Cryosectioning and immunofluorescence

Postnatal brain tissue was processed and sectioned as previously described by [5]. For immunofluorescence, brain samples were briefly permeabilized with 0.2% Triton X-100, and 1% Sodium deoxycholate solution, then incubated overnight with a primary antibody mixture at 4 °C. The following day the sections were incubated with secondary antibodies for 2 h at room temperature. Sections were counter-stained with DAPI (D1306, Molecular Probes) and mounted with ProLong^TM Diamond Antifade Mountant (P36961, Invitrogen) and microscope cover glass (1419-10, Globe Scientific). Images were acquired on the Leica TCS SP5 confocal microscope and processed and analyzed using Imaris x64 8.0.2 (Bitplane), as described below.

Primary antibodies used: chicken anti-GFP (1:500, GFP-1020, Aves Labs), guinea pig anti-tdTomato-GP-Af430 (1:250, Frontier Institute, AB_2631185), anti-rabbit Iba1 (1:500, Wako, 019-19741), rabbit anti-mouse Tmem119 (1:500, 209064, Abcam), rat anti-P2RY12 (1:200, Biolegend, 848002), and rat anti-mouse CD206 Alexa Fluor 647 (1:200, Biolegend, 141712). Secondary antibodies used: goat anti-chicken Alexa Fluor 488 (1:500, A-11039, Thermo Fisher Scientific), goat anti-guinea pig Alexa Fluor^TM 555 (1:500, A-21428, Thermo Fisher Scientifc,), goat anti-rabbit Alexa Fluor^TM 647 (1:500, A-21245, Thermo Fisher Scientific), and goat anti-rat Alexa Fluor 647^TM (1:500, A-48265, Thermo Fisher Scientific). Both the primary and secondary antibodies that we have used have been tested for specificity and cross-reactivity.

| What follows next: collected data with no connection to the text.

PR #229, opened 2026-02-10
Chore(deprecation): Deprecating greenboot in favour of greenboot-rs

say-paul:
development in rust moving to: https://github.com/fedora-iot/greenboot-rs.git


miabbott (approved):
LGTM

PR #131, opened 2023-06-21
Support Rust slice type

### LINKED ISSUE #126: Typeshare panics when encountering slice of user type.
For example, a struct like so:
```rust
#[typeshare]
#[derive(Serialize)]
pub struct Video<'a> {
    pub tags: &'a [Tag],
}
```
Running typeshare gives an error like so:
```
thread 'main' panicked at 'failed to parse a rust type: Unexpected token when parsing type: `[Tag]`. This is an internal error, please ping a typeshare developer to resolve this problem.', /home/louisgariepy/.cargo/registry/src/index.crates.io-6f17d22bba15001f/typeshare-cli-1.6.0/src/main.rs:267:17
note: run with `RUST_BACKTRACE=1` environment variable to display a backtrace
```

`Tag` is a simple enum which is also annotated with  `#[typeshare]`.

According to the error message, the error happens because of the slice type `[Tag]`.

Note that changing `&'a [Tag]` for `&'a Vec<Tag>` makes things work.

czocher:
Adds support for the Rust slice type e.g.:

```rust
#[typeshare]
#[derive(Serialize)]
pub struct Video<'a> {
    pub tags: &'a [Tag],
}
```

@LouisGariepy please verify if it works in your case.

Closes #126

### DIFF
--- a/core/data/tests/can_generate_slice_of_user_type/input.rs
+++ b/core/data/tests/can_generate_slice_of_user_type/input.rs
@@ -1,0 +1,5 @@
+#[typeshare]
+#[derive(Serialize)]
+pub struct Video<'a> {
+    pub tags: &'a [Tag],
+}
--- a/core/data/tests/can_generate_slice_of_user_type/output.go
+++ b/core/data/tests/can_generate_slice_of_user_type/output.go
@@ -1,0 +1,7 @@
+package proto
+
+import "encoding/json"
+
+type Video struct {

Surgery implantation and housing

All survival surgeries were performed under aseptic conditions under stereotaxic equipment (Kopf instruments). Mice were anaesthetized using 4.0% isoflurane during induction and maintained at 1.5% throughout the surgical procedure. All surgically implanted mice were housed in individual cages till the end of the experiment. All stereotactic coordinates are in relation to bregma in mm. All mice received unilateral implantation of cannula (PlasticsOne, Roanoke, VA) for the brain region dorsomedial prefrontal cortex (dmPFC). Cannulas were implanted at the following stereotaxic coordinate: mPFC (+1.9 AP, 0.4 ML, −2.0 DV).

Optogenetic stimulation

For optical stimulation common to all behavioral experiments, multimode optical fiber (NA 0.37; 200 μm core; Thorlabs, Newton, NJ) was connected to a 473 nm light source through an FC/PC adapter. The free end of the fiber was connected to the implanted cannula before the initiation of the experiment. Following the experiment, the optic fiber was gently removed and a dust cap was secured on the cannula. The mice were kept back in the home cage to recover from the optogenetic stimulation.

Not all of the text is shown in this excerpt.